=== TASK REQUIREMENTS ===
Your answer must be the records below, printed exactly.

=== INFORMATION PROVIDED ===

PR #95, opened 2016-03-22
Industrial tsm cost

vizax:
Hopefully I found the correct weight calc for the mech tonnage.

Since I'm new here, please bear with me. I'm getting my bearings on how/where everything is.


arlith:
This might work, but I think we should do it differently.  Look at how costs are computed for regular Triple Strength Myomer and Supercooled Myomer.  These are computed on line 4916 of Mech.java.  I think that changes should be made there and not in MiscType.

arlith:
The change you made is the general change for variable cost MiscType items, but in this case, myomer boosters are special.  It's somewhat confusing.

vizax:
Ahh, I see. I bow to your wisdom in this. You definitely know this code much better than I. Let me read through this and see what I can figure out. Thanks for the info.

vizax:
oh, another thing...  do i need to close this pull request and resubmit, or can i update this? I'm not terribly used to git. :-/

=== WRITTEN REPLY ===
PR #95, opened 2016-03-22
Industrial tsm cost

vizax:
Hopefully I found the correct weight calc for the mech tonnage.

Since I'm new here, please bear with me. I'm getting my bearings on how/where everything is.


arlith:
This might work, but I think we should do it differently.  Look at how costs are computed for regular Triple Strength Myomer and Supercooled Myomer.  These are computed on line 4916 of Mech.java.  I think that changes should be made there and not in MiscType.

arlith:
The change you made is the general change for variable cost MiscType items, but in this case, myomer boosters are special.  It's somewhat confusing.

vizax:
Ahh, I see. I bow to your wisdom in this. You definitely know this code much better than I. Let me read through this and see what I can figure out. Thanks for the info.

vizax:
oh, another thing...  do i need to close this pull request and resubmit, or can i update this? I'm not terribly used to git. :-/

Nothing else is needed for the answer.